Waking fresh & early and under a scorching sun, it was finally time to wave goodbye to our small stay in Florence, and embark upon a stuffy air con-free train towards the well known town of Perugia, home of Franca’s former student past as a scholar of Perugia University and the four obligatory crazy & frantic student-life years that came with it.
Arriving into Perugia we had a slight detour to check in with Franca’s former student housemate, hometown friend and hostus maximus: Alessandra.
With bags dropped & faces refreshed, we set off from the lower part of the city and moved in the direction of the centre placed directly on the top on the hill. Walking up the steep incline on some of the roads & sporadic park paths took it’s toll on some already tired legs but we made it to the top of the plateau intact with a fantastic view to behold.
I can’t even begin to imagine the stress on someones back & arms trying to carry an armful of textbooks & papers up those slopes from the student accommodation on the outskirts of town. Just imagine trying to cycle up for an early morning lecture with a backpack filled to the brim. Lucky we weren’t staying in the middle of town too, our spines may have imploded under the weight of our backpacks.
Standing on the top of the former fortification walls, staring out to the hills & the town of Assisi it was pleasant to survey the surrounding hillsides & pockets of houses that encircle the centre & the view alone was worth every step that we took.
Franca informed me that towards the direction that her finger was pointing was the small town of Assisi, home of the well know Dr. Doolittle of his time – St. Francis of Assisi. We discussed the town & it’s relatively close distance & decided that taking a ten minute train journey in that direction would be a great idea for the forthcoming days.
– Click through to see pictures from our day trip to Assisi
Having made our decisions, we made towards the main high street of the town where regular Italian brands line the way and people go about their daily rituals of morning coffees, midday coffees & a coffee to round off the day. There was one shop of note that I enjoyed, however. An independent record shop with a wide-open shop front, speaker on the floor & pumping out tracks from my favourite album of the year ‘2:54 – 2:54’.
A pleasant surprise & break from the trip, we took to viewing the cd racks that – rather than have them side on or face-to-back in pockets (as is usually the norm) – they were in racks in a style that you’d normally associate with posters & that they were all locked in so that to see the other side you had to flip the rack & take a look. Unusual but interesting.

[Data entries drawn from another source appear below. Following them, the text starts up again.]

PR #26, opened 2017-08-16
Missed publishing onUnsubscribe event. 

gammazero:
- Do not send meta event to session causing meta event to be generated.
- Add AATs for subscription meta events.


mourad:
LGTM

PR #28, opened 2017-08-16
Call event handlers in order received

gammazero:
When testing pub/sub with the nexus client, I often saw the subscribers' event handlers getting called out of order.  I verified the client was always receiving the events in the correct order.  The problem occurred because the client ran the event handlers concurrently and could not guarantee they would be run in the same order.

While this is not necessarily a defect, and may offer better performance for some clients, it would likely be unexpected by most users of the nexus client, which could lead to problems.

Please consider whether this fix is good/sufficient, or if you have use cases that demand an option to run event handlers concurrently.

### DIFF
--- a/client/client.go
+++ b/client/client.go
@@ -732,16 +732,27 @@ func (c *Client) receiveFromRouter() {
 	}
 }
 
+// handleEvent calls the event handler function a subscriber designated for
+// handling EVENT messages.
+//
+// The eventHandlers are called serially so that they execute in the same order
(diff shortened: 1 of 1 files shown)


mourad:
LGTM.

I also had thought that running concurrently was a better approach, however, as you point out, it could be unexpected for most clients.  If the user really does want/need the handler to run concurrently, they can simply start a goroutine from within the EventHandler and return control right away to the nexus client.

PR #29, opened 2017-08-16
Option to match subscribe options with white/blacklisting.

gammazero:


gammazero:
Not moving forward with this approach.

PR #31, opened 2017-08-21
Shutdown

gammazero:
I believe this fixes the possible send on closed channel error, which was do to prematurely closing the realm's action channel.

The realm shutdown procedure has also been clarified.

Meta events are not generated during shutdown.  There is no point to generating meta events at realm shutdown since those events would only be received by meta event subscribers that had not been removed yet, and clients are removed in any order.

### DIFF
--- a/aat/sessionmeta_test.go
+++ b/aat/sessionmeta_test.go
@@ -78,10 +78,6 @@ func TestMetaEventOnJoin(t *testing.T) {
 		t.Fatal(metaOnJoin, "meta even had wrong session ID")
 	}
 
-	err = subscriber.Unsubscribe(metaOnJoin)
-	if err != nil {
-		t.Fatal("unsubscribe error:", err)
-	}
 	err = subscriber.Close()
 	if err != nil {
 		t.Fatal("Failed to disconnect client:", err)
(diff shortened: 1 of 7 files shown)


mourad:
It doesn't seem right to leak realm state (`shutdown` information) into the broker/dealer to prevent them from sending meta information. It seems that this could be prevented by waiting until the broker/dealer are completely shutdown before closing the meta session.

I can't reason at the moment about sending on a closed channel you found, but the one that I hit was here:
https://github.com/gammazero/nexus/blob/master/client/client.go#L780-L783

gammazero:
The problem is I cannot close the broker and dealer until all the sessions are closed, in order to ensure that no additional messages will be sent.  This includes the metadata session, which may have a message waiting to be sent if its goroutine has not been scheduled yet.  If broker closes before meta data session, then it risks send on closed channel (or deadlock if channel left open, but not serviced).

The solution is to simply not remove sessions from broker and dealer during shutdown, and that certainly prevents meta events when closing client sessions without leaking realm state.

I will track down the client issue, thank you.

gammazero:
For the client issue, it looks like there needs to a wait for any active event handlers, similar to what is done for invocation handlers:
https://github.com/gammazero/nexus/blob/master/client/client.go#L637-L643

aat/sessionmeta_test.go
```diff
@@ -264,13 +262,17 @@ func TestMetaProcSessionCount(t *testing.T) {
 		t.Fatal("Session count should be same as first")
 	}
 
-	err = caller.Close()
+	subscriber.Unsubscribe(metaOnJoin)
+	subscriber.Unsubscribe(metaOnLeave)
```
mourad: Is it a requirement to unsubscribe before closing?

gammazero: Not a requirement at all.  I guess there is no need, especially since I am not checking for error on unsubscribe.

PR #36, opened 2017-08-26
Joining a realm is part of client creation.

gammazero:
This simplifies the code both inside client and outside in the use of the client.

- Client configuration makes more sense.
- Simpler for users to create clients and inspect errors.
- Removes internal and external complications of having a client that may or may not have joined a realm.
- Client shutdown logic much simpler.


mourad:
LGTM

PR #37, opened 2017-08-28
Minor enhancements

mourad:


realm.go
```diff
@@ -140,14 +140,12 @@ func (r *realm) close() {
 	// messages can be generated once sessions are closed.
 	r.waitHandlers.Wait()
 
-	if r.metaSess != nil {
```
gammazero: The reason to check `if r.metaSess != nil` is in case the realm was closed (during router shutdown), and a realm had been added, but the goroutine to run it had not yet been scheduled.  In that that edge case, `realm.close()` would be called, but `r.metaSession` would be nil.

gammazero: ... or course it is also as bad if the goroutine does get scheduled just after the check is done because then the meta handlers get leaked.

mourad: sounds like there's still concern about concurrency issues during shutdown. we'll need to check/simplify it, but I don't that's the reason to check that here (it should be prevented).

gammazero: I agree, if that check is needed, then that is a problem.

PR #38, opened 2017-08-28
Protect against goroutine leak if router stops reading messages...

gammazero:
... from client before client is done sending.

During router shutdown, if the router stops listening to a client, but the client tries to send a message before it receives the shutdown signal, its receiveHandler may hang trying to write the message to a channel that the router is no longer reading.  If this happens, the channel must be closed to free the goroutine, and the resulting panic must be recovered.

The websocket peer can, but probably should not, just close the channel, because there may be some messages to route, or at least a GOODBYE to send before closing.

### DIFF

Continuing to walk along the street we came to a small collection of people gathering around an artificial football pitch smack-bang in the middle of the pedestrianized high street. Slowly more streams of people arrived, kids with their parents in tow & passers-by who can’t help but stop & stare and see what was going to happen.
Together we decided that we’d just briefly continue to walk around the centre of the town whilst the sun was still high in the sky & then perhaps we pass back by the gathering crowds before re-meeting our friend Alessandra.
At the very top of the high street is a magnificent square that features many spending buildings, including Cattedrale di San Lorenzo (pictured above), this building to the right…
…which, though I couldn’t see the history behind, I did love the look of it. With its classic lines, French-origins in design & the lovely effect that the many decades of sun has had on the lime green paint.
Amongst the other buildings there are a few apartments with shops occupying the bottom, but the main feature building was the Palazzo del Priori.
A magnificent building which an almost Moroccan-styled appearance with it’s flat roof & elegant windows, with the fountain in front as a feature, this former local government building must have been real statement of affluence to those in the area coming into town for business.
As we travel into more towns it strikes me that the most regal of buildings always seem to be where the taxes were paid or the government sat & conducted their daily roles. Probably just a coincidence, no?
As with most big business – or now in the world of global big business – headquaters or offical buildings tend to be built not only for the celebration of those who occupy the premises, but also as a feat of engineering & a site of pride for those who are customers of the organisation or local residents proud of what their town can achieve, and offer.
If someone builds a magnificent building in my town, other people may want to come and see it much like we’re choosing to do the same in other peoples. That’s how travelling begins. That’s how tourism begins.
If it wasn’t for buildings such as this, there might not be much reason for others to pass through.
Briefly we stopped to rest our feet on the church steps. Throughout the day people sit on these steps to rest or to catch up with friends and – going back some decades & centuries – even talk business with colleagues.
Looking down this pedestrianized street – Corso Vannucci – we saw that the crowds around the football pitch were beginning to swell, so cutting short our walk of the town we hopped down the steps & lazily strolled on over to wait for the matches to begin.